**EXERCISE:** Every record must be copied exactly.

**INPUT DATA:**
PR #728, opened 2021-11-24
[WIP] Add usm buffer location API enum CL_MEM_ALLOC_BUFFER_LOCATION_INTEL

sherry-yuan:
CL_MEM_ALLOC_BUFFER_LOCATION_INTEL usm extension enum specifies ID of the global memory type to allocate device/usm/host memory to.

Where ID for device memory is the index of the global_mem as it appears in board_spec.xml

To use the flag:
```
cl_mem_properties_intel good_property[3] = {
CL_MEM_ALLOC_BUFFER_LOCATION_INTEL, 0,
0};
```

Then pass this into clDeviceMemAllocINTEL:
`void *test_ptr = clDeviceMemAllocINTEL(m_context, m_device[0], &(good_property[0]), 8, alignment, &status);`


extensions/cl_intel_unified_shared_memory.asciidoc
```diff
@@ -231,12 +231,13 @@ Optional allocation properties may also be queried using *clGetMemAllocInfoINTEL
...
 
-#define CL_MEM_ALLOC_TYPE_INTEL         0x419A
-#define CL_MEM_ALLOC_BASE_PTR_INTEL     0x419B
-#define CL_MEM_ALLOC_SIZE_INTEL         0x419C
-#define CL_MEM_ALLOC_DEVICE_INTEL       0x419D
+#define CL_MEM_ALLOC_TYPE_INTEL               0x419A
+#define CL_MEM_ALLOC_BASE_PTR_INTEL           0x419B
+#define CL_MEM_ALLOC_SIZE_INTEL               0x419C
+#define CL_MEM_ALLOC_DEVICE_INTEL             0x419D
+#define CL_MEM_ALLOC_BUFFER_LOCATION_INTEL    0x419E
```
EwanC, line 238: Could you add some spec wording about the usage of `CL_MEM_ALLOC_BUFFER_LOCATION_INTEL`  please

Additionally, your example
```c
cl_mem_properties_intel good_property[3] = {
CL_MEM_ALLOC_BUFFER_LOCATION_INTEL, 0,
0};
```

Is using `CL_MEM_ALLOC_BUFFER_LOCATION_INTEL` as a property but the above enums are for `clGetMemAllocInfoINTEL` so I think this new enum should be split off rather than grouped with them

**EXERCISE SOLUTION:**
PR #728, opened 2021-11-24
[WIP] Add usm buffer location API enum CL_MEM_ALLOC_BUFFER_LOCATION_INTEL

sherry-yuan:
CL_MEM_ALLOC_BUFFER_LOCATION_INTEL usm extension enum specifies ID of the global memory type to allocate device/usm/host memory to.

Where ID for device memory is the index of the global_mem as it appears in board_spec.xml

To use the flag:
```
cl_mem_properties_intel good_property[3] = {
CL_MEM_ALLOC_BUFFER_LOCATION_INTEL, 0,
0};
```

Then pass this into clDeviceMemAllocINTEL:
`void *test_ptr = clDeviceMemAllocINTEL(m_context, m_device[0], &(good_property[0]), 8, alignment, &status);`


extensions/cl_intel_unified_shared_memory.asciidoc
```diff
@@ -231,12 +231,13 @@ Optional allocation properties may also be queried using *clGetMemAllocInfoINTEL
...
 
-#define CL_MEM_ALLOC_TYPE_INTEL         0x419A
-#define CL_MEM_ALLOC_BASE_PTR_INTEL     0x419B
-#define CL_MEM_ALLOC_SIZE_INTEL         0x419C
-#define CL_MEM_ALLOC_DEVICE_INTEL       0x419D
+#define CL_MEM_ALLOC_TYPE_INTEL               0x419A
+#define CL_MEM_ALLOC_BASE_PTR_INTEL           0x419B
+#define CL_MEM_ALLOC_SIZE_INTEL               0x419C
+#define CL_MEM_ALLOC_DEVICE_INTEL             0x419D
+#define CL_MEM_ALLOC_BUFFER_LOCATION_INTEL    0x419E
```
EwanC, line 238: Could you add some spec wording about the usage of `CL_MEM_ALLOC_BUFFER_LOCATION_INTEL`  please

Additionally, your example
```c
cl_mem_properties_intel good_property[3] = {
CL_MEM_ALLOC_BUFFER_LOCATION_INTEL, 0,
0};
```

Is using `CL_MEM_ALLOC_BUFFER_LOCATION_INTEL` as a property but the above enums are for `clGetMemAllocInfoINTEL` so I think this new enum should be split off rather than grouped with them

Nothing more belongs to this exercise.